This fascinating study explores the image of the double as it appears in literature, examining the doppelgänger, the alter ego, the second self, and the modern multiple self in a wide variety of literary settings. Focusing mainly on the Romantic period, the fin-de-siècle, and what could be called the romantic modern world, Miller considers a broad array of subjects, including the equivocal language of Romanticism, the orphan delirium of the Gothic heritage, the themes of isolation, escape, and the after-life, and the phenomena of secrecy and literary anonymity. Over twenty authors are examined in detail, including Poe, Dickens, Dostoyevsky, Henry James, Robert Frost, Sylvia Plath, Norman Mailer, and Saul Bellow.

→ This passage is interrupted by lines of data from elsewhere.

PR #156, opened 2017-02-25
hamster@projecthamster.wordpress.com: make this applet work on my LMDE Cinnamn 3.2.7 and fix the icon display on the applets'list

edaubert:
I have done some small fixes to on `hamster@projecthamster.wordpress.com` as it failed to start on my system (Linux Mint LMDE, Cinnaomn 3.2.7)

- remove `const _` as I didn't see its usage and it was failing the start of the applet
- remove the comment at the top of prefs.js file as it was failing the settings access
- remove one line inside the metadata.json to use icon.png (which has also been copied from the parent folder)


NikoKrause:
The _ is used for translations. In this case the applet has a const _ and a function _ . Probably that's causing some problems.

Comments shouldn't be a problem. Maybe it's because the Shebang #! Is not in the first line.
Instead of deleting the comment you should move it under the line with the Shebang #!

Please squash your commits to one and use the spices name in the commit message title like you did in the pull request title.

@collinss

edaubert:
I have done the change about te Shebang.

What about const _ and the function ?
Is it better to remove the function and keep the const ?

NikoKrause:
No. It's better to remove the const _ like you did.

Does it work for you now with the Shebang in first line?

Since collinss made those changes, he'll look over it and merge. But it looks good to me now.

edaubert:
Yep it works fine with the Shebang in the first line.

collinss:
Looks good. I don't think you really need the shebang anyway. I've never seen it used in js files before in Cinnamon.

PR #165, opened 2017-03-03
weather@mockturtl applet: [[Feature]] Added in the Functionality to Summon the Applet by Key Command

WammKD:
@mockturtl: The ability to change the key binding was added to the settings-schema.json file and the necessary library was imported into applet.js to grab the keybinding from the settings and assign it to the function on_applet_clicked().

### DIFF
--- a/weather@mockturtl/files/weather@mockturtl/applet.js
+++ b/weather@mockturtl/files/weather@mockturtl/applet.js
@@ -339,11 +339,12 @@ MyApplet.prototype = {
 
   // Override Methods: Applet
 , _onKeySettingsUpdated: function _onKeySettingsUpdated() {
-    if (this.keybinding != null)
+    if (this.keybinding != null) {
       Main.keybindingManager.addHotKey(UUID,
                                        this.keybinding,
                                        Lang.bind(this,
                                                  this.on_applet_clicked))
+    }
   }
 
 , on_applet_clicked: function on_applet_clicked(event) {
--- a/weather@mockturtl/files/weather@mockturtl/applet.js
+++ b/weather@mockturtl/files/weather@mockturtl/applet.js
@@ -344,8 +344,6 @@ MyApplet.prototype = {
                                        this.keybinding,
                                        Lang.bind(this,
                                                  this.on_applet_clicked))
-
-    this.on_applet_clicked
   }
 
 , on_applet_clicked: function on_applet_clicked(event) {
--- a/weather@mockturtl/files/weather@mockturtl/applet.js
+++ b/weather@mockturtl/files/weather@mockturtl/applet.js
@@ -11,6 +11,7 @@
 const Cairo = imports.cairo
 const Lang = imports.lang
 // http://developer.gnome.org/glib/unstable/glib-The-Main-Event-Loop.html
+const Main = imports.ui.main
 const Mainloop = imports.mainloop
 
 /**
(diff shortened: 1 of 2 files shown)


weather@mockturtl/files/weather@mockturtl/applet.js
```diff
@@ -328,6 +338,16 @@ MyApplet.prototype = {
...
 
   // Override Methods: Applet
+, _onKeySettingsUpdated: function _onKeySettingsUpdated() {
+    if (this.keybinding != null)
+      Main.keybindingManager.addHotKey(UUID,
+                                       this.keybinding,
+                                       Lang.bind(this,
+                                                 this.on_applet_clicked))
+
+    this.on_applet_clicked
```
jaszhix: Looks like a typo, this function is left here without being called.

collinss:
Please change the commit message to include the name and/or uuid of the applet. This will help keep our history clean and easy to read. Also, you should include the same information in the title (we have about 200 applets) and reference the author's name in the main comment.

@mockturtl

WammKD:
I'm sorry about that; that's a fair point. The mentioned changes have been done.

weather@mockturtl/files/weather@mockturtl/applet.js
WammKD: It wasn't; I'm not entirely certain how `bindProperty()` works but the applet worked as so when I tried it out on my machine. I just tried it again with parentheses and it, likewise, worked as it was intended so I can definitely add them in, if that's preferred.

jaszhix: You don't need that method there on line 348, it won't do anything. Lang.bind binds ```this``` to the method's context when its invoked from the signal event, so you don't need to call it again.

WammKD: Gotcha; that makes sense. I've removed the call, now.

weather@mockturtl/files/weather@mockturtl/applet.js
```diff
@@ -328,6 +338,14 @@ MyApplet.prototype = {
    }
 
   // Override Methods: Applet
+, _onKeySettingsUpdated: function _onKeySettingsUpdated() {
+    if (this.keybinding != null)
+      Main.keybindingManager.addHotKey(UUID,
```
mockturtl: As a matter of style, I would prefer braces around this statement since it spans multiple lines.

mockturtl:
I'm ambivalent about this feature.  I don't think I would use it myself, but I don't oppose it.

How does it interact with Cinnamon's key bindings? _(Settings -> Keyboard -> Shortcuts)_  I worry a bit that an applet shouldn't silently override a setting there.  Maybe this feature belongs in Cinnamon itself?

WammKD:
The biggest advantage is for mouseless usage, which is what I tend to lean towards.

Understandable; it will favor the applet that the key is bound to and, if you don't quit the applet, launch the application likewise attached to that key binding in Cinnamon's key bindings. It's a really valid point I hadn't thought of and I'm all for Cinnamon implementing a way to call applets via keyboard command. There just isn't any way I'm aware of, currently, for Cinnamon and having to suddenly switch to the mouse only for applets (when the largest boon of them, to me and why I use Cinnamon, is the settings/info. being right at your panel and not in a separate window to open and then close) was aggravating.

weather@mockturtl/files/weather@mockturtl/applet.js
WammKD: I updated with curly braces.

collinss:
@mockturtl Cinnamon does not currently have a mechanism to make sure these hotkeys do not conflict with each other, though it probably should. Still, this is the intended method for adding hotkeys to applets. If you're worried about key binding conflicts, you could always set the default value to nothing(```""```), and then the user can set their own.
Anyway, are you OK with this being merged now?

mockturtl:
> Still, this is the intended method for adding hotkeys to applets.

:+1: LGTM

Thanks @WammKD!

PR #175, opened 2017-03-07
Add Chinese translation for GPaste Reloaded and Sticky Notes

giwhub:
Add Chinese translation for GPaste Reloaded and Sticky Notes.


collinss:
@feuerfuchs are you ok with this new translation?

Feuerfuchs:
I am! Thanks for the translation @giwhub. :)

giwhub:
You're welcome.

collinss:
@giwhub Thanks for using separate commits for each applet. In the future it might be helpful to use a separate pr for each author. It was fine here because the other author was me, but the more authors that have to approve, the longer it takes, and the harder it is to keep track.

giwhub:
Thanks to let me know that,I will use separate commits for each applet next time.

PR #505, opened 2017-04-28
Ink level monitor@r0p01ach hr

muzena:


NikoKrause:
@muzena
Are this Strings you added (Photoblack, etc.) visible in the applet itself?

Those are strings comparing to something.
But for me it's not clear what it compares.
If it compares to something what is actually in English and you translate it to another language, it will break the applet.

muzena:
@NikoKrause 
I try to test applet but, my printer is out of ink in toner, and maybe why don't show color status.
With these strings there is no difference, no errors has occurred as I noticed.
But before all that to applet work, I need to add printer device path #506 in line 94 applet.js file
/dev/usb/lp and /dev/usblp path do not exist on my system, I have file in/dev/lp0
Before that I get error "Unable to connect printer at port 0"

PR #516, opened 2017-04-29
weather@mockturtl: Apply 3.4 fixes

jaszhix:
@mockturtl 

```
(cinnamon:6699): Cjs-WARNING **: JS ERROR: TypeError: weather.item is undefined
refreshWeather/<@/home/jason/.local/share/cinnamon/applets/weather@mockturtl/applet.js:415:11
soupQueue@/home/jason/.local/share/cinnamon/applets/weather@mockturtl/applet.js:390:7

```

### DIFF
--- a/weather@mockturtl/files/weather@mockturtl/applet.js
+++ b/weather@mockturtl/files/weather@mockturtl/applet.js
@@ -409,9 +409,15 @@ MyApplet.prototype = {
         // Polling for likely API throttling
         Mainloop.timeout_add_seconds(5, Lang.bind(this, function() {
           this.refreshWeather(false)
-        }))  
+        }))
       }
+
       let weather = json.query.results.channel
+
+      if (!weather.item) {
+        return false
+      }
+
       let weather_c = weather.item.condition
       let forecast = weather.item.forecast
 


mockturtl:
Cool!  I didn't know 3.4 was available.

Do I understand correctly that something will change in the parser, such that `weather` might exist, but `weather.item` not?

weather@mockturtl/files/weather@mockturtl/applet.js
```diff
@@ -409,9 +409,15 @@ MyApplet.prototype = {
...
         Mainloop.timeout_add_seconds(5, Lang.bind(this, function() {
           this.refreshWeather(false)
-        }))  
+        }))
       }
+
       let weather = json.query.results.channel
+
+      if (!weather.item) {
+        return false
```
mockturtl: I'm not familiar with JS idioms, but I would just log an error (warning?) and `return` here, or else change all `refreshWeather`'s callsites to consume a boolean result.

jaszhix:
Ah, no I'm running a nightly build with the CJS running on mozjs38, so it has broken a lot of things. I'm not sure I understand what you mean consume a boolean. The problem is the weather ajax data is not always valid because its being polled and the weather API likely has a throttling limit. So this returns when there is no weather data, after the polling is triggered again.

mockturtl:
> I'm not sure I understand what you mean by consume a boolean

You `return false`, but none of the callers use the value.

mockturtl:
> the weather API likely has a throttling limit... the old interpreter (mozjs24) ignored these undefined TypeErrors

Ah!  I see now.  Thanks!

jaszhix:
> You return false, but none of the callers use the value.

Ahh, its just a CJS-specific thing where it will log a warning about functions returning undefined, so I do it in all applet code. In other JS projects I will just use ```return``` to end the function.

collinss:
@mockturtl is this ok to merge now?

mockturtl:
@jaszhix 
>  it will log a warning about functions returning undefined

 (╯°□°）╯︵ ┻━┻ 

@collinss 

> is this ok to merge now?

Yes, thanks!

PR #571, opened 2017-05-02
Sound with apps volume@koutch.hr

muzena:


NikoKrause:
What happens with the pot in your commits?

muzena:
I accidently save in poedit

NikoKrause:
So the pot isn't changed right now.

muzena:
No!

PR #572, opened 2017-05-02
stackoverflow-questions-notifier@higuaro.hr: Add hr.po

muzena:


NikoKrause:
Why does the title says "Fix pot?"

muzena:
@NikoKrause 
Fixed.

PR #574, opened 2017-05-02
CinnVIIStarkMenu@NikoKrause: add sv.po

eson57:
Add Swedish translation. Hope this is okay, because I wasn't allowed to upload to this repo at Launchpad.


NikoKrause:
Why? It's okay. I need to close the launchpad stuff someday. It's super slow with import/export.

eson57:
Guess it's because of the restriction below, and I'm not a member of the Linux Mint translation team.

> CinnVIIStarkMenu is translated by Linux Mint with Structured permissions.

NikoKrause:
That shouldn't be a problem. You should be able to make suggestions, which need to be reviewed by the Linux Mint translation team. Anywho. It's totally fine creating PR here. Less work for me.

eson57:
Yes, suggestions made online is ok, but to upload an offline made file, you have to be a team member or the repo have to be on "open permission".
Some times I do make specific string suggestions, but I prefer offline translation (and testing) when it comes to complete new application translations.

PR #578, opened 2017-05-02
window-list-multi-monitor@mazz: applet removal

NikoKrause:
obsolete


NikoKrause:
Also the author is not the github user mazz: https://github.com/linuxmint/cinnamon-spices-applets/pull/470

PR #588, opened 2017-05-04
hwmonitor@sylfurd: Define applet scale ratio on one place

renepavlik:


NikoKrause:
@sylfurd

MrElectroNick:
@renepavlik - Good catch!

PR #604, opened 2017-05-05
[3.4] Several applets: remove duplicate 'let' declarations

NikoKrause:
mozjs38 crashes if one is ecountered within the same scope

this prevents the applet to crash in Cinnamon 3.4

@collinss 
@NikoKrause
@cardsurf
@pdcurtis 
@bownz
@dewman12
@clockworksimon
@pixunil
@nooulaif

### DIFF
--- a/CinnVIIStarkMenu@NikoKrause/files/CinnVIIStarkMenu@NikoKrause/2.6/applet.js
+++ b/CinnVIIStarkMenu@NikoKrause/files/CinnVIIStarkMenu@NikoKrause/2.6/applet.js
@@ -3834,13 +3834,13 @@ MyApplet.prototype = {
                 actor.hide();
             }
         }
-        let actors = this.categoriesBox.get_children();
+        actors = this.categoriesBox.get_children();
         for (var i=0; i<actors.length; i++){
             let actor = actors[i];
             actor.style_class = "menu-category-button";
             actor.show();
         }
-        let actors = this.favoritesBox.get_children();
+        actors = this.favoritesBox.get_children();
         for (var i=0; i<actors.length; i++){
             let actor = actors[i];
             actor.remove_style_pseudo_class("hover");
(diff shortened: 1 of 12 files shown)


pdcurtis:
Please go ahead. 
A problems with mindlessly copying code from place to place. I am glad I am not the only one. 
@NikoKrause 
 * Have you searched all applets or do I need to check my other applets?
 * Have we got details or a version of 3.4 available for authors to use for checks?

NikoKrause:
> Have you searched all applets or do I need to check my other applets?

mtwebster has written a script, which checks duplicate lets.

> Have we got details or a version of 3.4 available for authors to use for checks?

The release cycle will be as always, which is: There will be no extra version for authors. Cinnamon 3.4 has been tagged recently. If you are brave enough you can try to compile it on your own or you can try the Cinnamon nightly ppa. But be aware that you have to figure out how to repair your system on your own, if it crashes, because of missing dependencies or something else.
Bleeding edge distros as Arch or Fedora are usually delivering very fast the new Cinnamon version to their users. (Cinnamon is usually tagged a month before release of Linux Mint, to find bugs and fix them. Issue reports from bleeding edge distro users are helping.)
Then there will be a beta release and after that the stable ISOs. And last but not least the option to update from 18.1 to 18.2.

Right now I'm not using 3.4 on my own. I need my data.
As far as I know the switch to mozjs38 causes applets to crash, when they have duplicate let declaration.
There are probably other problems as well. But I don't know which ones. If issues are found, they will be addressed.

NikoKrause:
> a version of 3.4 available for authors

A version of 3.4 available for everybody (since this is open source): https://github.com/linuxmint/Cinnamon/releases

collinss:
I'm going to merge this since we already have users complaining about broken applets. If there are any issues with the patches here, they can be reverted individually.

PR #671, opened 2017-05-15
Cinnamenu@json: add sv.po

eson57:
Add Swedish translation

These lines are correct in .pot file, but do not translate:
```
#: panel.js:1800
#: panel.js:1823
#: panel.js:1579
#: panel.js:1582
```


eson57:
@jaszhix

PR #680, opened 2017-05-15
collapsible-systray@feuerfuchs.eu: Add support for vertical panels

Feuerfuchs:


jaszhix:
Not sure if you've had the chance to test it on Cinnamon 3.4, but the applet loads, but doesn't collapse the tray. It also is using the vertical arrow icon on a horizontal panel.

May be related to these warnings:

```
Cjs-Message: JS WARNING: [/home/jason/.local/share/cinnamon/applets/collapsible-systray@feuerfuchs.eu/applet.js 171]: reference to undefined property this.verticalCollapseIconName
```
```
Cjs-Message: JS WARNING: [/home/jason/.local/share/cinnamon/applets/collapsible-systray@feuerfuchs.eu/applet.js 168]: reference to undefined property this._direction
```

Feuerfuchs:
Cinnamon 3.4 hasn't been pushed to the Manjaro repos yet, unfortunately. But I'd be surprised if that was the reason for the warning.
Do these warnings also occur if you use the applet release from my repo? https://github.com/Feuerfuchs/Collapsible-Systray-Cinnamon-Applet/releases/tag/v1.7

jaszhix:
Is that version any different? I am testing the version in this PR. Alternatively you can add ```"cinnamon-version": ["3.2"]``` to your metadata.json, along with any other versions the applet supports since its probably not likely you can fix it without running 3.4.

Feuerfuchs:
No, it should be identical. I'm just trying to understand the problem and want to be sure this isn't caused by some GitHub/git wonkiness. It's baffling because the warnings you posted here point to a basic logical mistake in my applet, i.e. that this._orientation and this.verticalCollapseIconName aren't set. But, I set those right during the initialization. That means, if this fails for you due to compatibility issues, there should be tons of other variables that shouldn't be known as well and the whole applet wouldn't work in the slightest. So what this looks like to me is that some of my changes weren't applied, especially the ones in the applet's initialization stage.

jaszhix:
Cinnamon 3.4 has a newer JS engine based on mozjs38, so I'm thinking its a 3.4 issue. We have been patching applets so they run again in 3.4.

As for the warnings, maybe there's no access to ```this``` from those getters' scope?

Feuerfuchs:
Ah, I was just about to amend my comment. ^^ I took a closer look at the whole initialization phase and I think I know what the problem is: The collapse button fetches the icon during its initialization, i.e. it calls the getter function "collapseIcon" in applet.js. At this point, the settings and several variables haven't been initialized yet. The old engine wasn't bothered by that, but it looks like the new one is. :)

So I'll change that behavior and if I still can't get it working for you, I'll just update the metadata as you said earlier.

jaszhix:
Cool. I also had Cinnamon crash when removing the default system tray applet after loading yours. Log is [here](https://pastebin.com/ktCu7NeE). You may want to add that to the install notes that they should unload the default applet before adding yours to the panel. Also, if you copy/move the readme file from ```/collapsible-systray@feuerfuchs.eu/files/collapsible-systray@feuerfuchs.eu/``` to ```/collapsible-systray@feuerfuchs.eu/```, it will display on the Spices website.

Feuerfuchs:
I updated the readme, thanks for the heads-up!

jaszhix:
No problem. I think you forgot to move it to the base directory though.

Feuerfuchs:
Sooo does it still not work or why is the PR still pending?

jaszhix:
Oh, it doesn't work for me on 3.4, I was waiting to see if you we're going to push something else or edit metadata.json.

Feuerfuchs:
3cf5fe8 is he commit that should have fixed it. So it didn't? :/

jaszhix:
No. I don't expect you to fix it without running 3.4. I would just add ```"cinnamon-version": ["3.2"]``` to metadata.json so users on 3.4 are notified it doesn't work properly.

Feuerfuchs:
Bummer, I thought I had found the issue. But yeah, there's no point trying to fix it blind, so I added the compatibility info for now.

Feuerfuchs:
So the update was just published for my distro and I installed it. No issues whatsoever.

jaszhix:
This is going to be confusing for some, but Cinnamon uses CJS 1.48. When Michael rebased GJS, he made it so it can depend on both mozjs24 *and* mozjs38. Right now most users on 3.4 are using the mozjs24 JS engine, but when Mint 18.2 rolls around (and presumably users on Ubuntu 17.04+), they will be on 38, which does change how the applets are run because it uses a newer version of EcmaScript that handles a lot of syntax errors differently. This is something you can more reliably test by compiling Cinnamon from source for now, but the change will happen for a lot more users later.

NikoKrause:
When you open terminal type `cjs` and then `typeof Symbol` and it says `undefined` you are on mozjs24. I learned that from jaszhix.
```bash
user@mint ~ $ cjs
cjs> typeof Symbol
"undefined"
```

Feuerfuchs:
It returns "function" for me.

bildschirmfoto vom 2017-05-19 09-54-51

jaszhix:
Okay. I never could get the tray to collapse and saw warnings. You can open another PR and I can test again if you want.

PR #698, opened 2017-05-17
bumbleebee@pdcurtis Update to Version 3.2.0

pdcurtis:
3.2.0 is a major new version to support vertical panels and to use prioritise icons instead of text to harmonise with other cinnamon applets such as nvidia-prime and the views of @marmistrz on the UI
 * Change to TextIcon applet
 * Allow use of vertical as well as horizontal panels after version number check to see if they are supported.
 * Addition of setting to hide temperatures on Horizontal panel.
 * New Translation function
 * Changes to improve translation strings
 * Recreate bumblebee.pot
 * Changes to README.md changelog.txt etc 

@marmistrz and ( @NikoKrause ) This covers my plans put forward in #450 and the discussion of the future of bumblebee applets. Any comments/suggestions before merging?


NikoKrause:
@pdcurtis
I know you have the README.md file in UUID/files/UUID for offline reasons.

So you have the README.md file twice. It's double the work to have those both changed. I suggest, that you create a symbolic link called README.md, which has the README.md in UUID/files/UUID as target.
Open terminal and `cd` to the UUID and then `ln -s files/UUID/README.md` should create the symbolic link. In theory this should work.

With the new changes of the spices website, there is a new feature. The website now shows CHANGELOG.md files as well like the README.md files. See https://cinnamon-spices.linuxmint.com/applets/view/282

I suggest to rename changelog.txt to CHANGELOG.md and add a symbolic link as well like with the README.md file.

After this has been merged, the plan was to remove the (abandoned) Bumblebee applet, right?
If yes could you create a PR, which deletes it?

pdcurtis:
I have just removed a horrible mistake where several metadata.json files had been uploaded with dangerous flags added. This resulted from already having symbolic links on my local machine for testing which, of course, work both ways and my final commit picked several up without my noticing. i have forced up a correction.

@NikoKrause I wondered about using symbolic links for README.md  but I was not sure how they would work on Github and I note you only say "in theory this should work". I think an experiment on something unimportant might be sensible before I change them all. It only takes a few seconds to do an extra save after the changes have been made.

I will now start to change my changelog.txt files to CHANGELOG.md and copy so they are visible on web site. They may need to be simplified on the view on the website as they go back a long way and may not be consistent with the way others display them. Maybe I will wait to see what you are doing for your own applets before making mine visible on the web site! 

> After this has been merged, the plan was to remove the (abandoned) Bumblebee applet, right?

I was giving time for @marmistrz to respond but I believe that is now the right thing to do.

NikoKrause:
I'm not totally sure, if the symbolic link would work right. If you want to take the risk and it doesn't work, I would fix it for you.

There is no standard for changelog. And as far as I know, there won't be any. You can write Ingo your changelog what you want to. You can even drop it if you want to. Just wanted to let you know about it, since I saw you use changelogs.

pdcurtis:
@NikoKrause I have added a CHANGELOG.md as you suggested as 3.2.0.1 and the symbolic link as 3.2.0.2 so they can easily be reverted if required.

It looks as if Git handles the symbolic links as a test of switching branches and returning left it in place but it looks odd if you do a diff eg `git diff HEAD~1` shows the folder address with no indication it is a link.

If you are prepared to try this out and see if the web site picks up the link correctly please take off the [WIP] and merge this PR. If it does not work the main part should still be OK and you should not even need to revert the extra two commits.

I have limited Internet at present so I will not be able to respond quickly to messages in the next couple of days.

NikoKrause:
@pdcurtis 
Merged! It works. The changelog is shown on your spices website correctly.

PR #709, opened 2017-05-19
SW++@mohammad-sn: Prevent overriding of Cinnamon styles if not explicitly set in the applet's configuration

jaszhix:
@mohammad-sn

This fixes the following issues when the applet is added to the panel (default settings):

- Icon is now visible and the applet is clickable. Defaults to the ```user-desktop```.
- Preserved the applet width from the theme unless explicitly set.
- Preserved the hover bg color from the theme unless explicitly set.

Misc:

- Removed duplicate ```on_applet_removed_from_panel``` method and added its contents to the first one.
- Removed white space.


mohammad-sn:
:+1:
Thank you!

jaszhix:
You're welcome.

PR #2175, opened 2019-01-03
SpicesUpdate@claudiux v1.0.1 - Improves notifications. Added es.po.

claudiux:
Hi,

Can you merge this branch with your master one, please?

Best regards.
Claudiux

PR #2176, opened 2019-01-03
Spices update@claudiux cro lng

muzena:


claudiux:
Many thanks @muzena !
There are also two new phrases in the latest version: #2175 
Can you translate them, please?

PR #2177, opened 2019-01-03
Update cro lng

muzena:


claudiux:
@muzena can you rename this PR `SpicesUpdate@claudiux - Update of Croatian translation`, please? It will be taken care of faster.

claudiux:
Thank you, @muzena.

PR #2186, opened 2019-01-05
SpicesUpdate@claudiux - create de.po (German translation)

Mintulix:


claudiux:
Thank you, @Mintulix !

PR #2195, opened 2019-01-06
Cinnamenu@json - French translation: fr.po updated

claudiux:


claudiux:
@jaszhix The Cinnamon.pot seems out of date. You should update it.
Best regards.

PR #2198, opened 2019-01-06
SpicesUpdate@claudiux - refined German translation

Mintulix:
First translation was to literal, now it is more usual.

One off-topic suggestion: Why not set the default icon color in the case of updates to the Cinnamon Spices orange (like in icon.png) instead of blue?


claudiux:
Good suggestion, @Mintulix !

Thank you for the refined German translation.

PR #2221, opened 2019-01-20
Create nl.po

French77:
Dutch Translation Spices Update


claudiux:
Thank you @French77 !

PR #2222, opened 2019-01-20
To Fix broken applet: weather@mocturl Yahoo API support changed to OpenWeatherMap Support

Gr3q:
Pull request to make the weather applet functional again.

Added capability to support more than 1 API, but only OpenWeatherMap is implemented at the moment. 

Fully functional, 
I believe icons needs some tweaking and the translation testing/reworking because a huge amount of code was changed.


Gr3q:
Found a bug with the URIs, have to reopen the bug request

PR #2228, opened 2019-01-22
Update translation Spices-Update

French77:
Correction Dutch translation


French77:
Dutch Translation off VPN Look-Out Applet

jaszhix:
Looks like more than one translation file is included in this, the shut down applet translation was in #2227.

PR #2233, opened 2019-01-22
Remove usage of old appsys functions

clefebvre:
We want to remove these functions going forward as they are not needed.


clefebvre:
@NikoKrause @jaszhix please review these changes. I want to get rid of these functions in Cinnamon going forward.

The changes in this PR should work fine with master and past cinnamon releases.

jaszhix:
Tested all three applets and LGTM.

clefebvre:
thanks :)

PR #2234, opened 2019-01-22
Spices Update nl.po

French77:
Updated translation


jaszhix:
@French77 This is the wrong location for PO files.

French77:
> @French77 This is the wrong location for PO files.
My mistake has made a mess of it,shall try to upload the update off the Dutch translation later

PR #2242, opened 2019-01-24
Updates German translations for version 2.0.0

kghbln:


weather@mockturtl/files/weather@mockturtl/po/de.po
```diff
@@ -1,453 +1,402 @@
...
+
+#. settings-schema.json->apiKey->tooltip
+msgid "Copy this from your account on OpenWeatherMap and paste it here."
+msgstr "Kopiere ihn von Deinem Konto bei OpenWeatherMap und füge ihn hier ein."
+
+#. settings-schema.json->location->description
+msgid "Location"
+msgstr "Vorhersageort"
+
+#. settings-schema.json->location->tooltip
```
kghbln: @Gr3q This is the only thing I was unsure of since it differs from the rest. Since the source language works for the applet I just imitated the translation.

Gr3q: I will have a look at it after work, but if assume it works for you

kghbln:
@Gr3q No worries. I very much appreciate the work you put into this even more as I understand that you do it in your spare time, too. Anyways - great collaboration, I believe.

PR #2255, opened 2019-01-27
SpicesUpdate@claudiux - update German translation

Mintulix:
You update to often... ;-)


claudiux:
Yes, I know, but I am being asked for so much change ... And I have a hard time refusing when it is an improvement. ;-)

https://cinnamon-spices.linuxmint.com/applets/view/309

PR #7374, opened 2025-06-25
mailnagapplet@ozderya.net: Add option to hide tray icon when there are no unread emails

victor-marino:
Mentioning @hyOzd as he's listed as the spice author [here](https://cinnamon-spices.linuxmint.com/applets/view/244), as well as @clefebvre since I can see he's responsible for much of this code.

This small PR adds the option to have the tray icon only show up when there are no unread messages, otherwise it removes itself from the panel.

I find this really handy to de-clutter the panel, as showing a persistent icon saying you have zero emails isn't very useful in my opinion. Also, having it appear only when there's a new email makes it stand out more, which I find works even better as a notification tool.

I've set its default value to `false` so that it doesn't confuse people when they update and the icon suddenly disappear.

I have also translated the strings to Spanish since that's my first language, and also corrected a small typo (`léido -> leído`).

Apologies for the polluted diff... VS Code reformatted everything on save and changed the indents, new lines, etc., so now everything shows up as modified. Hope it's not an issue 🙏

### DIFF
--- a/mailnagapplet@ozderya.net/files/mailnagapplet@ozderya.net/applet.js
+++ b/mailnagapplet@ozderya.net/files/mailnagapplet@ozderya.net/applet.js
@@ -32,7 +32,7 @@ const UUID = "mailnagapplet@ozderya.net";
 Gettext.bindtextdomain(UUID, GLib.get_home_dir() + "/.local/share/locale")
 
 function _(str) {
-  return Gettext.dgettext(UUID, str);
+	return Gettext.dgettext(UUID, str);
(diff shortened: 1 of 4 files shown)


fredcw:
> VS Code reformatted everything on save and changed the indents, new lines, etc., so now everything shows up as modified. Hope it's not an issue

Yeah it probably is. It makes it hard to see what's actually changed. Best to change VS Code settings or manually copy only the lines you've changed back into the original file. Meld is useful for that.

PR #7387, opened 2025-07-01
[Sensors@claudiux] v5.6.1: Fixes bad data in json file

claudiux:
@binarynoise This PR should solve your problem.


binarynoise:
Yes, that works, thank you!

Karl Fergus Connor Miller FRSL was a Scottiish literary editor, critic and writer. He was educated at the Royal High School of Edinburgh and Downing College, Cambridge, where he studied English; he was a Cambridge Apostle. He became literary editor of The Spectator and the New Statesman. Miller resigned from the latter over a disagreement with the magazine's editor Paul Johnson, over the extent to which the literary pages treated difficult subjects and also Johnson's disapproval of The Beatles and their fans.
He was then editor of The Listener (1967–73) and subsequently of the London Review of Books, which he founded, from 1979 to 1992. He was also Lord Northcliffe Professor of Modern English Literature and head of the English Department at University College London from 1974 to 1992.